PR #1643, opened 2020-06-19
#1642 Adds an option backend kwarg to ArticleInfo form.

### LINKED ISSUE #1642: Submission Configurator - Edit Metadata
**Describe the bug**
If a field is disabled in the submission config it still shows in Edit Metadata but cannot be changed.

**Janeway version**
1.3.8

**Expected behavior**
We should stop the ArticleInfo form from popping fields when editing in the backend but display a note to warn the user it is disabled on submission.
----------
[Your assignment]
Retype all the data, keeping every character the same.

[Result]
PR #1643, opened 2020-06-19
#1642 Adds an option backend kwarg to ArticleInfo form.

### LINKED ISSUE #1642: Submission Configurator - Edit Metadata
**Describe the bug**
If a field is disabled in the submission config it still shows in Edit Metadata but cannot be changed.

**Janeway version**
1.3.8

**Expected behavior**
We should stop the ArticleInfo form from popping fields when editing in the backend but display a note to warn the user it is disabled on submission.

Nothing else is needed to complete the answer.